Хотя должно быть признано, что это проповедь, это проповедь в самом лучшем стиле. В том же самом натурализме, который со временем последовательно развился в чистый гуманизм и восстание против конвенции, сначала была склонность к увещеванию и евангельскому благочестию. Он искал простосердечных, бедных, подлых в глазах мира — ибо это была Евангельская мораль. Он отвергал высококультурных и выбирал своими героями рыбаков и крестьян — в этом также следуя Евангельскому примеру. Отсюда то, что у нас есть у Вордсворта совершенно последовательное поклонение природе вместе с увещевательным и евангельски гомилетическим элементом, который находит такое расположение в Англии. И даже его чисто дидактические стихотворения не следует без разбора отвергать. Часто есть своеобразное величие в манере, в которой простой урок подкрепляется. Есть, например, реальное величие в отрывке в «Лаодамии», в котором внушается скорбящей жене, что вместо того, чтобы жаждать возвращения своего мужа, она должна отречься от своего желания и очистить себя через свою любовь, чтобы наслаждаться другой, более благородной, более духовной жизнью:
«Учись через смертное стремление подняться / К более высокому объекту. — Любовь была дана, / Поощрялась, санкционировалась, главным образом для этой цели: / Для этого страсть до излишества была доведена — / Чтобы «я» могло быть аннулировано».
Даже абстрактная «Ода долгу», которая вдохновлена энтузиазмом природы кантовской, содержит пару великолепных строк, которые столь же противоречат разуму, как один из возвышенных парадоксов Отцов Церкви. Именно к Долгу взывает поэт:
«Ты сохраняешь Звезды от зла; / И самые древние Небеса, через тебя, свежи и сильны».
От всех стихотворений этого вида, однако, читатель быстро вернется к специальности Вордсворта, его идиллиям.

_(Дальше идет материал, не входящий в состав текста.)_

PR #68, opened 2016-09-28
set up template folder structure properly

hippogriffic:
we need base templates that are extended in the regular templates so we can overwrite the regular templates locally and extended the base templates to be able to use the blocks


pandalion:
This looks good and sensible to me. Nice 😄

PR #70, opened 2016-10-16
Add missing translate and conditional submit button.

maxpeterson:


maxpeterson:
@incuna/frontend please review / merge

web/templates/twig-source/incuna-surveys/form/base/survey-form.html
```diff
@@ -5,5 +5,5 @@ <h1 ng-bind="form.name" class="form-name"></h1>
         <h2 ng-bind="form.description" class="form-desc"></h2>
     </header>
     <formly-form class="form-body" model="model" fields="fields"></formly-form>
-    <button class="button-submit" type="submit">Submit</button>
+    <button ng-show="form" class="button-submit" type="submit" translate>Submit</button>
```
henrahmagix: What about the H1 and H2? They're not being hidden when their contents would be empty if `form` is falsey, since `ng-bind="form.name"` would fill the element with nothing but the element would still show.

PR #73, opened 2017-02-22
return list of user responses

todd-dembrey:
Create methods on DRF serilaizers should return the created instances as this allows the serializer to  store them at `serializer.instance`.

`searializer.save`
https://github.com/tomchristie/django-rest-framework/blob/master/rest_framework/serializers.py#L214

`serializer.create`
https://github.com/tomchristie/django-rest-framework/blob/master/rest_framework/serializers.py#L906

@incuna/backend

### DIFF
--- a/surveys/serializers.py
+++ b/surveys/serializers.py
@@ -61,19 +61,21 @@ class SurveyResponseSerializer(serializers.Serializer):
         We also need to fill in the survey, which isn't supplied explicitly for each of
         the individual user response objects.
         """
-
+        responses = list()
         survey = validated_data.pop('survey')
         user_id = validated_data.pop('user_id')
         for fieldset_pk, answers in validated_data.items():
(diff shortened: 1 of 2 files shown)


surveys/serializers.py
```diff
@@ -39,6 +39,11 @@ class Meta:
 
 
 class SurveyResponseSerializer(serializers.Serializer):
+    def to_representation(self, instance):
+        if isinstance(instance, dict):
+            return super(SurveyResponseSerializer, self).to_representation(instance)
+        return {response.survey_id: response.answers for response in instance}
```
KevinEtienne: Can the instance be `None`?

todd-dembrey: https://github.com/tomchristie/django-rest-framework/blob/master/rest_framework/serializers.py#L261

todd-dembrey: (thats a no)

Бросим еще один взгляд на них и на теорию, которую их автор намеревался проиллюстрировать. Совершенно очевидно, что Вордсворт придавал изображению сельской жизни больше поэтического значения, чем она того заслуживает. Его окружение способствовало возникновению этой теоретической переоценки. Возможность сделать героями пастухов-фермеров Камберленда и Уэстморленда объяснялась тем, что эти люди (которые, хотя и были достаточно независимы, чтобы не работать на других, все же были вынуждены вести трудолюбивый, экономный и простой образ жизни) обладали подлинными поэтическими качествами. Теория о том, что сельская жизнь сама по себе облагораживает и возвышает, — это суеверие; она с таким же успехом может притуплять и огрублять. Кольридж, например, отмечал, что если сравнить то, как законы о бедных применялись в Ливерпуле, Манчестере и Бристоле, с тем, как помощь распределялась в сельской местности, результат будет явно в пользу городов.